#### Task directions
Lines from the top of the entries down to the line with "(diff shortened: 1 of 1 files shown)" must be set down exactly as they stand, with both ends retained.

START Supplied records

PR #625, opened 2017-07-05
Fix rofi-sensible-terminal for termite.

dkasak:
When using the '-e' flag, termite expects that the program to be run and
all its arguments will be passed as a single string argument, which is
unlike some other terminals. Because of this, rofi-sensible-terminal was
broken for termite, e.g. trying to connect to a host using rofi -show ssh
doesn't open a terminal successfully.

### DIFF
--- a/script/rofi-sensible-terminal
+++ b/script/rofi-sensible-terminal
@@ -11,7 +11,18 @@
 # symlink for example.
 for terminal in $TERMINAL x-terminal-emulator termite urxvt rxvt st terminator terminology qterminal Eterm aterm uxterm xterm gnome-terminal roxterm xfce4-terminal mate-terminal lxterminal; do
     if command -v $terminal > /dev/null 2>&1; then
-        exec $terminal "$@"
+        case $terminal in
+            termite)
+                if (( $# > 0 )); then
+                    exec $terminal -e "${*:2}"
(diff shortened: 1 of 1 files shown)


DaveDavenport:
This will break when trying to start termite on my system, where I pass terminal title.
```rofi -show ssh -ssh-command '{terminal} -t "Connecting to {host}" -e {ssh-client} {host}'```


(This works btw)
```rofi -show ssh -ssh-command 'termite -t "Connecting to {host}" -e "{ssh-client} {host}"'```

Terminal arguments are really annoying, everybody does it differently.

dkasak:
Ah, right. Well, I can't think of a way to handle this cleanly then, off the top of my head.

> Terminal arguments are really annoying, everybody does it differently.

Agreed. :( 

There is a [PR for termite](https://github.com/thestinger/termite/pull/471) that wants to do away with `-e` and replace it with positional arguments. I'm hoping it could do both, by still allowing `-e` to be passed for compatibility.

DaveDavenport:
I think we had a whole discussion about this before (will look for it). In the end I just made the calls fully configurable.. not ideal, but atleast makes it work with *

DaveDavenport:
Please re-open if a good solution is found.

Issue #596, opened 2017-05-26
-no-custom option breaks -multi-select option


GrumpyDave:
Using rofi version 1.3.1 in dmenu mode.  With the -multi-select option I can choose multiple lines with shift-return.  When I add the -no-custom option shift-return exits immediately as if -multi-select was disabled.  Tested with no config file and no other options using these command lines:

```
ls | rofi -dmenu -multi-select
ls | rofi -dmenu -multi-select -no-custom
```

DaveDavenport:
Thx,

fogine:
Few days ago I downloaded [rofi-git](https://aur.archlinux.org/packages/rofi-git/) package from the aur repo.
The `-multi-select` option does not work at all.

```bash
> echo "one\nonttt\ntwo\ntwelve" | rofi -dmenu -multiselect
```
Always returns single item which matches `#window horibox listview element selected`
I realize that it's pre-release version, just want to notify about current behavior.
Thanks for sharing your work.

DaveDavenport:
works fine for me.

fogine:
I understand now, the way it works currently is that you have to explicitly "shift+enter" mark the items you want to select (I wasn't aware of it).
Currently it `-multi-select` doesn't integrate with -matching.
I'd expect items which are matched and highlighted by `show-match`  to be dumped... would be quite powerful.

PR #629, opened 2017-07-09
[Dmenu] Allow multi-select in no-custom mode in dmenu.

DaveDavenport:
Fixes: #596


gustavo-eduard:
any way to extends this feature to ssh menu too?

PR #645, opened 2017-07-31
Proof read manpages

fdmarcin:
Fix typos.
Fix American English consistency.
Fix "command line", "pop up" etc. - separate as nouns and hyphenated as compound adjectives.

closes DaveDavenport/rofi#644


doc/rofi.1.markdown
```diff
@@ -36,16 +36,16 @@ To show the run dialog:
 
 **rofi** can emulate **dmenu(1)** (a dynamic menu for X) when launched with the `-dmenu` flag.
 
-The "official" website for `dmenu` can be found [here](http://tools.suckless.org/dmenu/).
+The official website for `dmenu` can be found [here](http://tools.suckless.org/dmenu/).
```
fdmarcin: @DaveDavenport Is it official or not? If so, then dropping the quotes If not really official, then "unofficial" ;)

DaveDavenport: it is not official,  it is one of the most used versions. That is why the quotes.

doc/rofi.1.markdown
```diff
@@ -400,7 +393,7 @@ Default: *{terminal} -e {cmd}*
 
 `-run-list-command` *cmd*
 
-If set, use an external tool to generate list of executable commands. Uses 'run-command'
+If set, use an external tool to generate list of executable commands. Uses `run-command`.
 
 Default: *""*
```
fdmarcin: >Default: *""*
Should it be like this, or is something missing?

doc/rofi.1.markdown
fdmarcin: I would change to "unofficial" then, as it's a little confusing now.

doc/rofi.1.markdown
```diff
@@ -571,30 +564,30 @@ Allow multiple lines to be selected. Adds a small selection indicator to the lef
...
+Pops up a message dialog (used internally for showing errors) with *message*.
 Message can be multi-line.
 
 ### Other
 
 `-pid` *path*
 
-Make **rofi** create a pid file and check this on startup. Avoiding multiple copies running
-simultaneously. This is useful when running **rofi** from a keybinding daemon.
+Make **rofi** create a pid file and check this on startup. Avoid multiple copies running
```
fdmarcin: Should it be "avoid" as in imperative? Or something else?
If it's advice, then you could use an additional sentence explaining why, for example:
>Avoid running multiple copies, because...

doc/rofi.1.markdown
```diff
@@ -627,35 +619,35 @@ Disable parsing of configuration. This runs rofi in *stock* mode.
...
 G_MESSAGES_DEBUG=Dialogs.DRun
 ```
 
-For more information on debugging see the [wiki](https://github.com/DaveDavenport/rofi/wiki/Debugging%20Rofi)
+For more information on debugging, see the [wiki](https://github.com/DaveDavenport/rofi/wiki/Debugging%20Rofi)
 
 ## PATTERN
 
-To launch commands (e.g. when using the ssh launcher) the user can enter the used command-line,
+To launch commands (e.g. when using the ssh launcher), the user can enter the used command-line,
```
fdmarcin: Not sure what command-line means here. Do you mean "The user can enter commands in the used terminal"?

doc/rofi.1.markdown
DaveDavenport: It more stops it from accidentally happening. Maybe:  "The pid file avoids that multiple copies can run concurrently."

doc/rofi.1.markdown
```diff
@@ -665,21 +657,21 @@ The theme format below describes the old (pre version 1.4) theme format. Please
...
-  * **hlbg** Background color selected row
+  * **bg**: background color row
+  * **fg**: text color
+  * **bgalt**: background color alternating row
+  * **hlfg**: foreground color selected row
+  * **hlbg**: background color selected row
 
-The window background and border color should be specified separate. The key `color-window` contains
+The window background and border color should be specified separately. The key `color-window` contains
 a pair `background,border,separator`.
```
fdmarcin: >the key ... contains a pair `background,border,separator`.
Not a pair. Change to "set" or something else?

doc/rofi.1.markdown
fdmarcin: I think `The pid file prevents multiple copies from running simultaneously` should be fine.
Also, maybe `multiple instances`?

fdmarcin: If so, multiple copies/instances of what? rofi?

doc/rofi.1.markdown
sardemff7: The term is "tuple", but I think these args will disappear after this release on the next one, so I wouldn’t spend too much time on them. :-)

DaveDavenport: Yes. I still wonder if we should *just* mark them deprecated or completely remove them.

doc/rofi.1.markdown
DaveDavenport: instances of rofi.

doc/rofi.1.markdown
DaveDavenport: Aah default should be "{cmd}"

doc/rofi.1.markdown
DaveDavenport: hmm that is very vague yes.. 
These are keyworks that can be used in several options, like `-run-command` and '-ssh-command'.

When launching applications (for example using the *run* mode) the command executed can be specified, e.g. using the `-run-command` configuration option. The following keywords in the command will be replaced at run-time by their value.  

Not sure if this is more clear.

doc/rofi.1.markdown
fdmarcin: changing pair -> tuple
I forgot that a tuple doesn't only consist of two elements :man_shrugging:

doc/rofi.1.markdown
fdmarcin: I think I understand how `{}` keywords work, but this sentence needs paraphrasing and possibly splitting.
>To launch commands (e.g. when using the ssh launcher), the user can enter the used command-line, the following keys can be used that will be replaced at runtime:

We can just cut off the second part, and make it a separate sentence:
>The following keys can be used that will be replaced at runtime:

But I'm still unsure about what the first one is trying to say. What does it mean to "enter the used command line"? To open the shell that I use?

DaveDavenport: you can enter the 'commandline' that rofi uses the launch the application ( the '-run-command' setting). Maybe we should leave this out.

doc/rofi.1.markdown
carnager: Just get rid of the old format. rofi ships converted versions of most themes anyway.

doc/rofi.1.markdown
fdmarcin: Leaving it then.

DaveDavenport:
Thanks again for all your work. I appreciate it a lot.

fdmarcin:
Thanks! Just looking to help out :)

doc/rofi-theme.5.markdown
```diff
@@ -594,28 +593,28 @@ The following properties are currently supports:
...
 ### listview:
 * **columns**:         integer
-    Number of columns to show (atleast 1).
+    Number of columns to show (at least 1)
 * **fixed-height**:    boolean
-    Always show `lines`  rows, even if less elements are available.
+    Always show `lines` rows, even if fewer elements are available.
 * **dynamic**:         boolean
-    If the size should changed when filtering the list, or if it should keep the original height.
+    If the size should change when filtering the list, or if it should keep the original height.
```
fdmarcin: Unclear what "true" or "false" means here. I suggest "`True` if the size should change when filtering the list, `False` if it should keep the original height."

doc/rofi-theme.5.markdown
```diff
@@ -667,13 +666,13 @@ The current layout of **rofi** is structured as follow:
...
 ```
-> ci is case-indicator
+> ci is the case-indicator
 
 ### Advanced layout
 
 The layout of **rofi** can be tweaked by packing the 'fixed' widgets in a custom structure.
 
-The following widgets names are 'fixed' widgets with functionality:
+The following widgets are 'fixed' with functionality:
```
fdmarcin: The original was unclear. Did I get the meaning right?

doc/rofi-theme.5.markdown
```diff
@@ -682,22 +681,22 @@ The following widgets names are 'fixed' widgets with functionality:
  * listview
  * sidebar
 
-The following exists and automatically pack a subset of the widgets as in the above picture:
+The following exist and automatically pack a subset of the widgets as in the above picture:
```
fdmarcin: "The following exist and automatically pack a subset of the widgets as in the above picture:"
Unclear sentence.
Suggestion: "The following (options? widgets?) are available, and automatically pack a subset of the widgets as specified above:"

doc/rofi-theme.5.markdown
```diff
@@ -770,17 +769,17 @@ Explanation of the different parts:
...
-The size, on each side, of margin, border and padding can be set.
-For the border a linestyle and radius can be set.
+The size of each margin, border, and padding can be set.
+For the border, a linestyle and radius can be set.
 
 ### Spacing
 
-Widgets that can pack more then one child widget, currently box and listview, the `spacing` property exists.
-This determines the space between the packed widgets (both in horizontal as vertical direction).
+Widgets that can pack more then one child widget (currently box and listview) have the `spacing` property.
```
fdmarcin: The original was unclear. Did I get the meaning right?

doc/rofi-theme.5.markdown
DaveDavenport: Correct.  If option is set (true) the size will change while filtering the list.

doc/rofi-theme.5.markdown
DaveDavenport: Maybe this is clearer?

> The following keywords are defined and can be used to automatically pack a subset of the widgets. These originate from the default theme as depicted in the figure above.

(`originate from` or `are used in`)

doc/rofi-theme.5.markdown
DaveDavenport: is correct, but maybe maybe still add:
This property sets the spacing between the children in both the horizontal and vertical direction.

(or is picture clear enough?)

doc/rofi-theme.5.markdown
fdmarcin: done

doc/rofi-theme.5.markdown
fdmarcin: This is a very good alternative, thanks!

doc/rofi-theme.5.markdown
fdmarcin: >Widgets that can pack more then one child widget (currently box and listview) have the `spacing` property.
>This property sets the distance between the packed widgets (both horizontally and vertically).

doc/rofi-theme.5.markdown
DaveDavenport: > The following widgets are fixed and provide the following core functionality:

(what is better? core functionality? base functionality?   form (instead of provide) the core functionality of rofi)

To make clear that these are the base widgets used to implement rofi.

DaveDavenport:
I want to make a release in 2 weeks, do you think you have time to finish before that? (Otherwise I merge all the great changes so far.)

Thanks again!

fdmarcin:
Hi! I'll finish in a few days.

doc/rofi-theme.5.markdown
fdmarcin: >The following widgets are fixed, as they provide core **rofi** functionality:

fdmarcin:
Actually, I'm done @DaveDavenport :)

DaveDavenport:
Thanks Brilliant.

END Supplied records

#### Output for this task
PR #625, opened 2017-07-05
Fix rofi-sensible-terminal for termite.

dkasak:
When using the '-e' flag, termite expects that the program to be run and
all its arguments will be passed as a single string argument, which is
unlike some other terminals. Because of this, rofi-sensible-terminal was
broken for termite, e.g. trying to connect to a host using rofi -show ssh
doesn't open a terminal successfully.

### DIFF
--- a/script/rofi-sensible-terminal
+++ b/script/rofi-sensible-terminal
@@ -11,7 +11,18 @@
 # symlink for example.
 for terminal in $TERMINAL x-terminal-emulator termite urxvt rxvt st terminator terminology qterminal Eterm aterm uxterm xterm gnome-terminal roxterm xfce4-terminal mate-terminal lxterminal; do
     if command -v $terminal > /dev/null 2>&1; then
-        exec $terminal "$@"
+        case $terminal in
+            termite)
+                if (( $# > 0 )); then
+                    exec $terminal -e "${*:2}"
(diff shortened: 1 of 1 files shown)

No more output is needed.